Let’s take another look at Veeva Systems (VEEV) (November 28, 2014)

print

I want to look back at Veeva Systems ( NYSE:VEEV ). When I was last looking at this stock and I mentioned this is an IPO stock; it had been cut in half and the stock had been consolidating. This is how it looked on this Friday or Thursday or whenever I looked at it last, I know it was one of these two days. I mentioned that this was a stock if you’re looking for a trading stock, this was not really you’re stock because this thing could kind of drift sideways for quite a while, you can see the general trend, it’s not a trading stock.

However, if you are patient and you just want a stock to hold this is probably a good stock for you. So if we had instead traded this stock, first of all where’s your entry here, maybe here. You’re chipping around here in a stupid 10 percent, maybe, trading range on this goofy stock; trending up above the 50-day moving average, but you’re saying okay I’ll buy this stock here. The low is 27.31 and then the stock moves up a little bit; happy, happy, joy, joy. What have you made, like 15 cents? Not even that, and the stock is grinding around here and now you’ve gotten taken out of your position.

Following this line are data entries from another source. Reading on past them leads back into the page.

PR #34462, opened 2024-07-23
Make AttributeAccessInterface and CommandHandlerInterface registries consistent as objects with singletons

andy31415:
This makes both AAI and CHI consistent: objects with an `Instance` method and UpperCamelCase method names.

This is a followup on #34414


src/app/InteractionModelEngine.cpp
```diff
@@ -99,11 +99,6 @@ CHIP_ERROR InteractionModelEngine::Init(Messaging::ExchangeManager * apExchangeM
 void InteractionModelEngine::Shutdown()
 {
     mpExchangeMgr->GetSessionManager()->SystemLayer()->CancelTimer(ResumeSubscriptionsTimerCallback, this);
-
-    // TODO: individual object clears the entire command handler interface registry.
-    //       This may not be expected.
-    CommandHandlerInterfaceRegistry::UnregisterAllHandlers();
```
bzbarsky-apple, line 105: Well, hold on.  We do in fact need to UnregisterAllHandlers() somewhere on shutdown.  Where is that happening?

src/app/clusters/resource-monitoring-server/resource-monitoring-server.h
```diff
@@ -74,7 +74,8 @@ class Instance : public CommandHandlerInterface, public AttributeAccessInterface
      * @die                                     If the endpoint and cluster ID have not been enabled in zap.
      * @return CHIP_ERROR_INVALID_ARGUMENT      If the CommandHandler or Attribute Handler could not be registered.
      * @return CHIP_ERROR_INCORRECT_STATE       If the CommandHandler was already registered
-     * @return CHIP_ERROR_INCORRECT_STATE       If the registerAttributeAccessOverride fails.
+     * @return CHIP_ERROR_INCORRECT_STATE       If the
+     * AttributeAccessInterfaceRegistry::Instance().RegisterAttributeAccessOverride fails.
```
bzbarsky-apple, line 78: Weird indentation here... should have some spaces, no?

src/app/AttributeAccessInterfaceRegistry.h
```diff
@@ -16,39 +16,50 @@
...
+     * endpoint it's registered for is disabled (or until shutdown if it's
+     * registered for all endpoints) or until it is explicitly unregistered.
+     * Registration will fail if there is an already-registered override for the
+     * same set of attributes.
+     *
+     * @return false if there is an existing override that the new one would
+     *               conflict with.  In this case the override is not registered.
+     * @return true if registration was successful.
+     */
+    bool RegisterAttributeAccessOverride(chip::app::AttributeAccessInterface * attrOverride);
```
bzbarsky-apple, line 39: I know you kept the existing naming, but that naming was for a context-less free function.  In the context of this class, should this be perhaps called `Register`?  Or `RegisterAttributeAccess` or something?

bzbarsky-apple, line 39:
```suggestion
    bool RegisterAttributeAccessOverride(AttributeAccessInterface * attrOverride);
```

src/app/AttributeAccessInterfaceRegistry.h
```diff
@@ -16,39 +16,50 @@
...
 
-/**
- * Unregister all attribute access interfaces that match this given endpoint.
- */
-void unregisterAllAttributeAccessOverridesForEndpoint(EmberAfDefinedEndpoint * definedEndpoint);
+    /**
+     * Unregister an attribute access override (for example if the object
+     * implementing AttributeAccessInterface is being destroyed).
+     */
+    void UnregisterAttributeAccessOverride(chip::app::AttributeAccessInterface * attrOverride);
```
bzbarsky-apple, line 45:
```suggestion
    void UnregisterAttributeAccessOverride(AttributeAccessInterface * attrOverride);
```

bzbarsky-apple, line 45: Again, perhaps just `Unregister`?

src/app/AttributeAccessInterfaceRegistry.cpp
```diff
@@ -60,43 +58,28 @@ void UnregisterMatchingAttributeAccessInterfaces(F shouldUnregister)
...
+AttributeAccessInterfaceRegistry & AttributeAccessInterfaceRegistry::Instance()
 {
-    UnregisterMatchingAttributeAccessInterfaces(
-        [endpoint = definedEndpoint->endpoint](AttributeAccessInterface * entry) { return entry->MatchesEndpoint(endpoint); });
+    static AttributeAccessInterfaceRegistry instance;
+    return instance;
 }
 
-bool registerAttributeAccessOverride(AttributeAccessInterface * attrOverride)
+void AttributeAccessInterfaceRegistry::UnregisterAllForEndpoint(EmberAfDefinedEndpoint * definedEndpoint)
```
bzbarsky-apple, line 70: If we are changing this anyway, the argument here should be `EndpointId`.  It was convenient to have it be `EmberAfDefinedEndpoint` back when this all lived in ember stuff, but we don't need that dependency now, right?

Followup is fine for this part.

src/app/AttributeAccessInterfaceRegistry.h
andy31415: Updated. Had it lowercase first and `register` was a reserved word.

src/app/AttributeAccessInterfaceRegistry.h
andy31415: Yes, Started renaming and it started lowercase with `register` being a reserved word. Updated.

src/app/AttributeAccessInterfaceRegistry.cpp
```diff
@@ -60,43 +58,28 @@ void UnregisterMatchingAttributeAccessInterfaces(F shouldUnregister)
...
 {
-    gAttributeAccessInterfaceCache.Invalidate();
```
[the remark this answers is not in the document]
andy31415: I think methods were moved by copy & paster. The invalidate in unregister and register still exist.

src/app/InteractionModelEngine.cpp
andy31415: We are symmetric with AAI: there is no UnregisterAll for AAI, so i figured we would not use it for CHI right now.

We do have a UnregisterAllForEndpoint in endpoint shutdowns.

src/app/AttributeAccessInterfaceRegistry.cpp
```diff
@@ -106,21 +89,44 @@ app::AttributeAccessInterface * GetAttributeAccessOverride(EndpointId endpointId
...
 
         // Did not find AAI registered: mark as definitely not using.
-        gAttributeAccessInterfaceCache.MarkUnused(endpointId, clusterId);
+        mAttributeAccessInterfaceCache.MarkUnused(endpointId, clusterId);
     }
 
     return nullptr;
 }
 
+void AttributeAccessInterfaceRegistry::UnregisterAttributeAccessOverride(AttributeAccessInterface * attrOverride)
```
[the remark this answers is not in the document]
andy31415: Placed them however the copy and paste took them. Updated ordering.

src/app/InteractionModelEngine.cpp
andy31415: I can keep the unregister, however because there is no ownership of this anymore, it is odd. If we run multiple IME in paralle, having any IME shutdown clear the handlers for all the others IME seems bad.

We do not do this for AAI.

bzbarsky-apple: When we run multiple IME in parallel, each one will have a separate registry is the point.

For AAI, we should have a "remove all on shutdown" as well if we want to allow any sort of non-static registration, but AAI was initially created with static-only things in mind.

andy31415: I think the question is if this PR is acceptable now or should be deferred until we have a usable DataModel (or DataModel::Provider as the new name) inside the IME.

The reason I am splitting this is to have advance work to decouple IME from all implementations (so they use a provider instead of the IME). My concern is that given that CodeGen metadata is used to list available things, including Generated/Accepted commands, this is still centrally managed and code generated today to some extent.


Review feedback request on path forward:
   - keep the odd clear in here (even if ownership is odd)
   - remove the clear claiming 'things are centrally managed anyway, and since IME does not own the registry, it should not clear it on shutdown'
   
I do not care as much since I imagine medium-term we will have a real data model split anyway which should make things sane (and codegen data model being a singleton can absolutely do the clear of AAI/CHI as it wants).

bzbarsky-apple: I think this PR is fine in its current general form, but I think we should keep the odd clear in here for now, and later on once we have separate registries for separate stack instances the clear would move into stack instance shutdown.

andy31415: Added clear back.

src/app/AttributeAccessInterfaceRegistry.cpp
```diff
@@ -60,43 +58,50 @@ void UnregisterMatchingAttributeAccessInterfaces(F shouldUnregister)
...
-    UnregisterMatchingAttributeAccessInterfaces([attrOverride](AttributeAccessInterface * entry) { return entry == attrOverride; });
+    mAttributeAccessInterfaceCache.Invalidate();
+    UnregisterMatchingAttributeAccessInterfaces([attrOverride](AttributeAccessInterface * entry) { return entry == attrOverride; },
+                                                mAttributeAccessOverrides);
 }
 
-void unregisterAllAttributeAccessOverridesForEndpoint(EmberAfDefinedEndpoint * definedEndpoint)
+void AttributeAccessInterfaceRegistry::UnregisterAllForEndpoint(EndpointId endpointId)
 {
     UnregisterMatchingAttributeAccessInterfaces(
```
bzbarsky-apple, line 79: OK, I see.  This just never invalidated the cache.  But it needs to, no?

Followup is OK for this, since it's pre-existing.

bzbarsky-apple (approved):

src/app/AttributeAccessInterfaceRegistry.cpp
andy31415: Added it to this PR ... may as well fix things.
I think there was a chance we never noticed because we unregister only on EP disabling, at which point the AAI is not usable anyway (and future enabling re-register things that invalidate the cache).

scripts/py_matter_idl/matter_idl/test_idl_generator.py
```diff
@@ -55,8 +55,8 @@ def ReadMatterIdl(repo_path: str) -> str:
         return stream.read()
 
 
-def ParseMatterIdl(repo_path: str, skip_meta: bool) -> Idl:
-    return CreateParser(skip_meta=skip_meta).parse(ReadMatterIdl(repo_path))
+def ParseMatterIdl(repo_path: str, skip_meta: bool, merge_globals: bool) -> Idl:
```
ksperling-apple, line 58: Is this change related to the title of this PR?

ksperling-apple (commented):
If we're changing these APIs anyway, we should consider merging AttributeAccessInterface and CommandHandlerInterface. In most cases cluster servers implement both interfaces, so this would reduce the amount of code required to register a cluster server, as well as memory used by cluster server instances and the registries themselves.

andy31415:
> If we're changing these APIs anyway, we should consider merging AttributeAccessInterface and CommandHandlerInterface. In most cases cluster servers implement both interfaces, so this would reduce the amount of code required to register a cluster server, as well as memory used by cluster server instances and the registries themselves.

I plan to make this change, however for backwards compatibility I am placing after the DM::Provider interface split and usage.

scripts/py_matter_idl/matter_idl/test_idl_generator.py
andy31415: No, I think it was a master merge. Updated with a master merge.

tehampson (approved):

src/app/AttributeAccessInterfaceRegistry.h
```diff
@@ -16,39 +16,49 @@
...
-AttributeAccessInterface * GetAttributeAccessOverride(EndpointId aEndpointId, ClusterId aClusterId);
+    /**
+     *  Get the registered attribute access override. nullptr when attribute access override is not found.
+     */
+    AttributeAccessInterface * Get(EndpointId aEndpointId, ClusterId aClusterId);
+
+    static AttributeAccessInterfaceRegistry & Instance();
+
+private:
+    AttributeAccessInterface * mAttributeAccessOverrides = nullptr;
```
cecille, line 59: Is this always intended to be a singleton? If so, would it make sense to hide the constructor in private?

cecille (approved):

src/app/AttributeAccessInterfaceRegistry.h
andy31415: Used as a singleton in the app, however I am unsure if we ever need testing. I have been having a hard time working with code that went too far into protecting from the user (usually with many private things and having friend only access) so I generally default to public for testability unless there are very strong reasons to do otherwise.

Here it probably does not matter as much as we could `clear all` in tests, however I don't see too much of a harm if we allow constructors. Overally globals are not ideal. In the future I would rather expect we want CodegenDataModelProvider to own these if possible (not possible today because all cluster implementations are coupled and assume a global).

This is what happens when you are trading a stock that is not a tradable stock, it’s not a stock that should be traded. It’s a stock that if you are going to buy it, then buy it for a reason; and that is because you’re comfortable holding it. Here’s the other thing, just about any other market commentator will give you a trading idea and you really like it. You go like, “Oh my gosh this is great,” or maybe it sucks, but lets say you like it; you have to keep in mind what you’re timeframe is, it has to be in sync with what the stock is doing.

It’s one thing for somebody to say, “Hey buy this stock right now, it’s moving.” If that’s your trade, which is fine, then if the stock’s not moving then there’s really no reason for you to be in it. Because the only reason you were in it was because quote, “it was supposed to be moving” and it’s not. On the other hand if you’re buying a stock because you think it’s a good long-term hold; it’s flitting around here, kind of moving sideways, not doing a whole lot, but you like the uptrend; you like the 50-day moving average, you like the company, you like the business that it’s in, all of this stuff.

If you like all that then you go ahead and buy the stock and you don’t sit here and watch it, you don’t sit here and, “Oh it’s up 64 cents, I wonder if I should sell? Oh my gosh now it’s down 86 cents I’ve definitely got to sell.” Instead you buy the stock, know that all of these little boxes here, the red and green ones, were made because that’s the way the prices fluctuate. The stock is actually in a tight trading range here, you want to just buy the stock, basically forget about it until, oh golly gee here the stock is, pops up, nice report, up above this last high and the very next day, which is on Friday when like nine people were trading, maybe you were one of them, the stock moves up even more but on very, very light volume.

So what do you do with the stock now? If you are long this stock I would say this, if you’re itching to take profits and go ahead and take profits, but lets go back to the initial trade. You’re not buying this stock, unless this was part of your plan, you’re not buying the stock saying I’m going to wait for an earnings pop or something, and then I’m going to sell it right away. You’re buying this stock, at least according to my thesis, because you like the stock, you like the company; you see that it was an IPO that got absolutely killed. Now the stock is climbing up, it’s making its way back up; this is a stock that you want to hold.

Maybe you sell some at 32.85 then what are you going to do? Buy it when it falls back to 31.00 or so, when it falls back to 30.00? Fine. But what if it doesn’t, what if it keeps going? My point is know what you’re doing before you do it, and then after you do it make sure you stick with doing what you’re doing. So here I think you can just hold this stock, maybe it gets a little pull back next week, but maybe it doesn’t. So you take a stock like this, you’ve got your plan and then you just execute that plan, and that is you look at this now and say, “Wow! This stock is moving in my favor.” What’s my next step? My next step is actually considering where I’m going to add more to this position; that my friend is for another video.